Conclusion— Mrp-14 is strongly associated with the histopathologic features and the inflammatory status of rupture-prone atherosclerotic lesions, identifying Mrp-14 as a local marker for these plaques.
Rupture of an atherosclerotic plaque and subsequent thrombosis is the underlying cause of the majority of acute coronary syndromes (ACS) and strokes.1 The major determinants of a rupture-prone plaque are the size of the lipid core, the thickness of the fibrous cap covering the core, and ongoing inflammation and repair within the cap.2 Macrophages can weaken the fibrous cap by secreting matrix degrading proteases and inflammatory proteins, leading to plaque disruption and subsequent thrombosis. Although macrophages are considered a hallmark of the rupture-prone plaque, it is unknown which proteins expressed by these macrophages can be used to identify rupture-prone plaques.
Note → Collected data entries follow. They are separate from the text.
PR #6342, opened 2019-08-01
warehouse: Friendlier token "username", prefix

### LINKED ISSUE #6287: Change username & API token prefix, to make Travis auth easier
Just wanted to share a potential pain point for folks using the new PyPI API tokens for authentication via a travis.yaml. The @token username needs to be wrapped in quotes and the `:` after `pypi` needs to be escaped to work, otherwise you hit a 403 error (thanks for the help tracking this down @ewdurbin).

If you're using the environment variables through Travis' UI, the following works:
```
deploy:
  provider: pypi
  user: "@token"  # quotes required for travis
  # server: https://test.pypi.org/legacy/  # uncomment to do a test deploy
  password:
    secure: $PASSWORD  # stored in travis env var, with `:` after `pypi` escaped (pypi\:)
  on:
    branch: master
  skip_existing: true
```

If you're encrypting the token via the command line, you can just wrap your token in quotes:
```travis encrypt "<your-pypi_token>" --add deploy.password [--com]```

### PR DESCRIPTION
**Pull request by woodruffw**
Changes the token username to `__token__` and the prefix to `pypi-`.

Preserves the original `@token` username and `pypi:` token prefix for backwards compatibility during the beta.

Closes #6287.

### DIFF
--- a/tests/unit/macaroons/test_auth_policy.py
+++ b/tests/unit/macaroons/test_auth_policy.py
@@ -32,7 +32,7 @@ from warehouse.macaroons.services import InvalidMacaroon
         ("maybeafuturemethod foobar", None),
         ("token foobar", "foobar"),
         ("basic QHRva2VuOmZvb2Jhcg==", "foobar"),  # "@token:foobar"
-        ("basic JHRva2VuOmZvb2Jhcg==", "foobar"),  # "$token:foobar"
+        ("basic XnRva2VuOmZvb2Jhcg==", "foobar"),  # "$token:foobar"
     ],
 )
 def test_extract_http_macaroon(auth, result):
@@ -50,7 +50,7 @@ def test_extract_http_macaroon(auth, result):
         ("bm90YXJlYWx0b2tlbg==", None),  # "notarealtoken"
         ("QGJhZHVzZXI6Zm9vYmFy", None),  # "@baduser:foobar"
         ("QHRva2VuOmZvb2Jhcg==", "foobar"),  # "@token:foobar"
-        ("JHRva2VuOmZvb2Jhcg==", "foobar"),  # "$token:foobar"
+        ("XnRva2VuOmZvb2Jhcg==", "foobar"),  # "$token:foobar"
     ],
 )
 def test_extract_basic_macaroon(auth, result):
--- a/tests/unit/macaroons/test_auth_policy.py
+++ b/tests/unit/macaroons/test_auth_policy.py
@@ -32,7 +32,7 @@ from warehouse.macaroons.services import InvalidMacaroon
         ("maybeafuturemethod foobar", None),
         ("token foobar", "foobar"),
         ("basic QHRva2VuOmZvb2Jhcg==", "foobar"),  # "@token:foobar"
-        ("basic XnRva2VuOmZvb2Jhcg==", "foobar"),  # "$token:foobar"
+        ("basic XnRva2VuOmZvb2Jhcg==", "foobar"),  # "^token:foobar"
     ],
 )
 def test_extract_http_macaroon(auth, result):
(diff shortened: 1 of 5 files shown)

### CODE REVIEW

**Comment by woodruffw** [comment]
cc @di @ewdurbin

**Comment by woodruffw** [comment]
> Isn't `$` as a username prefix going to cause headaches for some shells?

Yeah, hadn't thought of that. I'll change it to `^`; that shouldn't interfere with most things.



> Aside from that I'd just like to see us file an issue preemptively of merge and reference it for removal of backward compatibility for beta "grammar" of these.

👍

**Comment by woodruffw** [comment]
Alright, opened #6345 to track removal.

File: tests/unit/macaroons/test_auth_policy.py [hunk 1]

Myeloid related proteins (Mrp)-14 and -8 (also named S100A9 and S100A8 or calgranulin B and A) are 2 calcium-binding proteins mainly expressed in cells of myeloid origin, particularly in monocytes and neutrophils.3 Both proteins are secreted by activated monocytes and neutrophils and have proinflammatory effects.4,5 Mrp-14 and Mrp-8 are expressed by subsets of macrophages during inflammation in different tissues,6 as well as in atherosclerotic lesions.7 On cell activation, the 2 proteins can form a complex, Mrp-8/14, that translocates to the cytoskeleton and plasma membrane where it is secreted.8 Intracellularly, Mrp-8 and Mrp-14 essentially regulate phagocyte (monocytes and neutrophils) migration by integrating the calcium and mitogen-activated protein kinase (MAPK) transduction pathways, thereby controlling reorganization of the phagocyte microtubular system.9 The secreted Mrp-8/14 complex exerts antimicrobial activity,10 stimulates IL-8 production by airway epithelial cells,11 and transports arachidonic acid to endothelial cell (EC) targets affecting pathological responses in inflammation and atherosclerosis.10 The receptor for advanced glycation endproducts (RAGE)12 and toll like receptor (TLR)-413 are 2 putative receptors for Mrp-8, Mrp-14, and Mrp-8/14 complex on phagocytes. The Mrp-8/14 complex is emerging as a new blood biomarker that can discriminate between patients with ACS and those with stable coronary heart disease.14 Systemically as well as at the site of coronary occlusion, the Mrp-8/14 complex is a novel, early, and sensitive marker of ACS and is elevated before necrotic factors such as myoglobin, CK-MB, and troponin.14 A recent study of the platelet transcriptome led to the identification of Mrp-14 as a biomarker that can predict future cardio-vascular events in healthy individuals.15
Taken together, these results suggest that Mrp-8, Mrp-14, and Mrp-8/14 reflect biological events in plaque progression toward rupture leading to the hypothesis that Mrp plaque levels correlate with the characteristics of high-risk rupture-prone atherosclerotic lesions. Until now, it is unknown whether these proteins are associated with the rupture-prone plaque phenotype. To address this issue, we determined Mrp-8, Mrp-14, and Mrp-8/14 levels in a large cohort of human atherosclerotic specimens and assessed the association with plaque characteristics and the presence of clinically manifest atherosclerotic disease. We found high levels of Mrp-14 in the ruptured-prone lesions which make this protein a suitable candidate for the imaging of high-risk rupture-prone plaques in humans. A subset of nonfoam macrophages expressing Mrp-8 and -14 was predominant in the rupture-prone lesions; in vitro, the Mrp-macrophage subset did not acquire a foamy phenotype when fed with human oxidized low density lipoprotein (oxLDL).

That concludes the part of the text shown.